Yes, it is consistent with AD. In $L(\mathbb{R})$, if AD holds then $\Theta$ injects into $\mathcal{P}(\mathbb{R})$, or equivalently, into $2^{\mathbb{R}}$. The OD sets of reals are Wadge-cofinal and $\Theta$ is regular, so we can define an injection $F : \Theta \to \mathcal{P}(\mathbb{R})$ by induction. Let $F(\alpha)$ be the $<_{OD}$-least OD set of reals with Wadge rank greater than the Wadge ranks of all the sets of reals $F(\gamma)$, $\gamma < \alpha$.
To see that in $L(\mathbb{R})$ the Wadge ranks of the OD sets of reals are cofinal, notice that every set of reals $A$ is OD from some real $y$, say $x \in A \iff \varphi[x,y,\alpha]$, and the OD set $\lbrace (x,y) : \varphi[x,y,\alpha] \rbrace$ has Wadge rank at least that of $A$.
Assuming $AD + V=L(\mathcal{P}(\mathbb{R}))$, the existence of an injection $\Theta \to \mathcal{P}(\mathbb{R})$ is equivalent to the length of the Solovay sequence being a successor ordinal. The meaning of this expression that we will use here is that there is a set of reals $A$ such that the $OD_A$ sets of reals are Wadge-cofinal in $\mathcal{P}(\mathbb{R})$. This implies that $\Theta$ is regular, so we just modify the argument given for $L(\mathbb{R})$ by adding $A$ as a parameter.

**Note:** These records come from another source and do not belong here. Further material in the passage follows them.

PR #13317, opened 2026-07-30
[OCRVS-13246] Harden the client and login Content-Security-Policy

### LINKED ISSUE #13246: Review CSP unsafe-eval requirement for OpenCRVS and assess removal impact (Burkina Faso ANSSI)
During the Burkina Faso (VENEEM) ANSSI security review, all critical and high-risk observations have been addressed. Two observations remain, both classified as Low by ANSSI.

Observation O4 (TLS cipher suites) has been determined to be infrastructure/TLS certificate related and is not an OpenCRVS Core issue.

Observation O6 concerns the OpenCRVS Content Security Policy (CSP), specifically the use of unsafe-eval within the script-src directive. Burkina Faso is requesting clarification on whether this can be removed to satisfy ANSSI requirements.

the current understanding is that:

- unsafe-eval is intentionally present in OpenCRVS.
- It supports compatibility with companion applications and other framework functionality.
- The risk is considered low when OpenCRVS is deployed according to our recommended architecture (behind a VPN).
- Removing it may introduce functional regressions.
- This requires Core review before any commitment can be made.

[Rapport_conformite_VENEEM_ANSSI.pdf](https://github.com/user-attachments/files/30298754/Rapport_conformite_VENEEM_ANSSI.pdf)

**Objective**
Review the necessity of unsafe-eval in the OpenCRVS CSP and determine whether it can safely be removed or replaced without affecting platform functionality.

**Questions to answer**
- Why is unsafe-eval currently required?
- Which OpenCRVS features depend on it?
- Would removing it break companion applications or existing functionality?
- Is there an alternative implementation that removes this requirement?
- If removal is not recommended, provide the technical justification so Burkina Faso can document this for ANSSI.
- Is this already addressed differently in OpenCRVS 2.0?

**Expected outcome**
Core team to provide one of the following recommendations:
- unsafe-eval can be removed safely and scheduled for a future release (e.g. 1.9.x / 2.0.x); or
- unsafe-eval is required by the framework and should remain, with documented justification and recommendation that deployments follow the OpenCRVS reference architecture (VPN/private network).

tahmidrahman-dsi:
### Why

Burkina Faso's ANSSI vulnerability scan of VENEEM left two low-severity observations open, blocking their ANO re-submission. One is the permissive CSP: `'unsafe-eval'` in `script-src`, missing `frame-ancestors`/`base-uri`/`form-action`, over-broad sources, and plain-HTTP image sources. Closes the parts of [#13246](https://github.com/opencrvs/opencrvs-core/issues/13246) that live in core.

The audited host was `login.<domain>`, so the policy under external commitment is the **login app's**, not the client's — and the login app compiles no JavaScript at runtime, so its `unsafe-eval` was copy-paste from the client config.

### What changes

- **login** — `script-src` drops `'unsafe-eval'` and the deploy-time `*.<domain>` wildcard. The only scripts it loads are its own bundle and `login-config.js`, proxied same-origin through `/api/countryconfig/`.
- **client + login** — add `frame-ancestors 'self'` (the CSP equivalent of the `X-Frame-Options: SAMEORIGIN` already sent), `base-uri 'self'` and `form-action 'self'`.
- **client + login** — `img-src` no longer permits `http:`, which allowed mixed content on an HTTPS deployment.
- **client** — `usePreviewPdf` passes `isEvalSupported: false`, so pdf.js stops compiling PostScript functions and font programs with `new Function`.
- **client** — keeps `'unsafe-eval'`, with the four reasons documented next to the policy, replacing a stale `# I need to change our application code...` TODO: legacy v1 form conditionals `eval()` country-supplied expressions, the v2-events serialised-function compiler, AJV's runtime JSON Schema compilation, and Handlebars certificate templates. All compile JS from configuration fetched at runtime, so none can be precompiled. Nonces/hashes are not an alternative — they govern inline `<script>`, not `eval`.
- **tests** — `contentSecurityPolicy.test.ts` in both packages pins the served directives (the policy had been widened in ad-hoc commits with nothing to catch it). The login test additionally runs `convertToMSISDN` with `eval` and the `Function` constructor stubbed to throw, proving the three `eval()` calls inside `google-libphonenumber`'s bundled Closure debug loader are unreachable — vite warns about them on every build, so this is asserted rather than assumed.

### How to test

- `cd packages/login && yarn test` (57 tests) and `cd packages/client && npx vitest run src/contentSecurityPolicy.test.ts`
- Validate the configs parse:
  ```sh
  sed -e 's~{{COUNTRY_CONFIG_URL_INTERNAL}}~http://127.0.0.1:3040~g' \
      -e 's~{{GATEWAY_URL_INTERNAL}}~http://127.0.0.1:7070~g' \
      -e 's~{{LOGIN_URL}}~https://login.example.org~g' \
      -e 's~{{CONTENT_SECURITY_POLICY_WILDCARD}}~*.example.org~g' \
      packages/login/nginx.conf > /tmp/conf/default.conf
  docker run --rm -v /tmp/conf:/etc/nginx/conf.d:ro \
      nginxinc/nginx-unprivileged:1.28-alpine nginx -t
  ```
- On a deployed environment, walk the **full login flow** (sign-in, 2FA, forgotten password) with devtools open and confirm zero CSP violations. This is the one gap in local verification: serving the built login bundle behind the new header confirmed the app boots, executes its bundle and loads every asset with no violations, but the config service's CORS allowlist rejects an ad-hoc test port, so the post-config steps could not be driven locally.
- Preview an uploaded **PDF** supporting document in a v2-events declaration and confirm it still renders. (pdf.js was verified to produce identical operator lists, text and fonts with code generation off, on a real 4-page PDF with embedded fonts — but there is no automated test for this hook.)
- Check `Content-Security-Policy` on both hosts after deploy: login must have no `unsafe-eval`; neither may have `http:` in `img-src`.

### Not in this PR

- **The written answer to the ticket's six questions** still needs posting on #13246 — the recommendation is "keep `unsafe-eval` on the client with documented justification, per the accepted second option", and removal is a 2.0 epic (drop v1 forms → replace the serialised-function compiler → replace runtime AJV → precompile Handlebars).
- **Tightening the client's wildcard sources** spans core's `nginx-deploy-config.sh` and countryconfig's `setup-environment.ts` (which generates `CONTENT_SECURITY_POLICY_WILDCARD` as `*.${DOMAIN}`). Landing only the core half would break deploys, so it needs a coordinated pair of PRs. The client still needs a cross-origin `script-src` entry regardless, for `${COUNTRY_CONFIG_URL}/handlebars.js`.
- **O4 (TLS CBC/SHA-1 suites)** — the ticket records this as certificate/infrastructure and not a core issue. It is neither certificate-related nor entirely outside our control: no `tls.options`/`cipherSuites` is defined anywhere in `opencrvs-countryconfig/infrastructure/`, so Traefik v2.11 falls back to Go's default TLS 1.2 list, which is exactly what serves the two flagged suites. Fixable fleet-wide with an AEAD-only cipher list in the countryconfig Traefik config; worth a separate ticket rather than leaving each country to patch it.

### Deployment note

Any country configuration serving an image over plain HTTP will now have it blocked in both apps. Those assets need to move to HTTPS.

### DIFF
--- a/packages/client/src/v2-events/hooks/usePreviewPdf.ts
+++ b/packages/client/src/v2-events/hooks/usePreviewPdf.ts
@@ -67,7 +67,15 @@ export function usePreviewPdf(pdfUrl: string) {
           throw new Error(`Failed to load pdfjsLib`)
         }
       }
-      const pdf = await pdfjsLib.getDocument({ data: arrayBuffer }).promise
+      /*
+       * isEvalSupported: false stops pdf.js compiling PostScript functions and font
+       * programs with new Function, which the Content-Security-Policy would otherwise
+       * have to permit. See #13246.
+       */
+      const pdf = await pdfjsLib.getDocument({
+        data: arrayBuffer,
+        isEvalSupported: false
+      }).promise
       if (cancelled) {
         return
       }
--- a/CHANGELOG.md
+++ b/CHANGELOG.md
@@ -14,7 +14,12 @@
 
   The client still requires `unsafe-eval`: legacy v1 form conditionals, the v2-events serialised-function compiler, AJV's runtime JSON Schema compilation and Handlebars certificate templates all compile JavaScript in the browser from configuration fetched at runtime. The reasoning is documented next to the policy in `packages/client/nginx.conf`, and removing it is tracked for a future major release. Note that CSP nonces and hashes are not an alternative — they govern inline `<script>` blocks, not `eval`.
 
-  **Deployment note:** if your country configuration serves any image over plain HTTP, it will now be blocked in both apps. Serve those assets over HTTPS. [#13246](https://github.com/opencrvs/opencrvs-core/issues/13246)
+  **Deployment note:** if your country configuration serves any image over plain HTTP, it will now be blocked in both apps. Serve those assets over HTTPS.
+
+  **Two further hardening steps are deployment decisions, left to each implementation:**
+
+  - `CONTENT_SECURITY_POLICY_WILDCARD` defaults to `*.<domain>`, which trusts every subdomain — including ones the apps never call, such as Kibana, the MinIO console and webhooks. It is substituted into the policy verbatim, so you can set an explicit space-separated origin list instead; both apps work with a wildcard, an explicit list, or an empty value. The minimum sets for a default deployment are documented next to the policy in `packages/client/nginx.conf` and `packages/login/nginx.conf`.
+  - Reverse-proxy TLS cipher suites are outside OpenCRVS core. If your proxy has no explicit TLS options, Traefik and most Go-based proxies fall back to a default TLS 1.2 list that still offers CBC suites with HMAC-SHA-1. Restricting it to AEAD suites (AES-GCM, ChaCha20-Poly1305) satisfies guidance such as ANSSI-BP-035, at the cost of dropping very old clients. [#13246](https://github.com/opencrvs/opencrvs-core/issues/13246)
 
 ### Bug fixes
 
--- a/CHANGELOG.md
+++ b/CHANGELOG.md
@@ -6,6 +6,14 @@
 
 - Third-party integrations (such as MOSIP) can now authenticate with OpenCRVS using their own credentials instead of borrowing the requesting user's session. Integrations are registered automatically on startup from the country configuration, and each one signs in with its own client ID and secret. This keeps integrations working reliably even when services restart mid-request, and makes the audit trail attribute actions to the integration itself (e.g. "Registered — MOSIP") rather than to a person. The feature is opt-in: configurations with no integrations are unaffected. [#12360](https://github.com/opencrvs/opencrvs-core/issues/12360)
 
+### Improvements
+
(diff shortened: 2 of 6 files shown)


packages/client/src/v2-events/hooks/usePreviewPdf.ts
```diff
@@ -67,7 +67,15 @@ export function usePreviewPdf(pdfUrl: string) {
...
       }
-      const pdf = await pdfjsLib.getDocument({ data: arrayBuffer }).promise
+      /*
+       * isEvalSupported: false stops pdf.js compiling PostScript functions and font
+       * programs with new Function, which the Content-Security-Policy would otherwise
+       * have to permit. See #13246.
+       */
+      const pdf = await pdfjsLib.getDocument({
+        data: arrayBuffer,
+        isEvalSupported: false
```
Zangetsu101, line 77: Will this break handlebars in pdf preview?

Zangetsu101 (approved):
@rikukissa Looks like we need to keep `unsafe-eval` in client as `new Function(...)` needs it and handlebars too

packages/client/src/v2-events/hooks/usePreviewPdf.ts
tahmidrahman-dsi: Good catch, this would probably break the handlebars... but not sure. Thinking to giving it a go with a QA deployment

Conversely, if there is an injection $F:\Theta \to \mathcal{P}(\mathbb{R})$, it must be Wadge-cofinal or else we would get an injection $\Theta \to \mathbb{R}$, which is impossible. Because $V = L(\mathcal{P}(\mathbb{R}))$, the function $F$ is OD from a set $A$ of reals, so its range is a Wadge-cofinal collection of $OD_A$ sets of reals.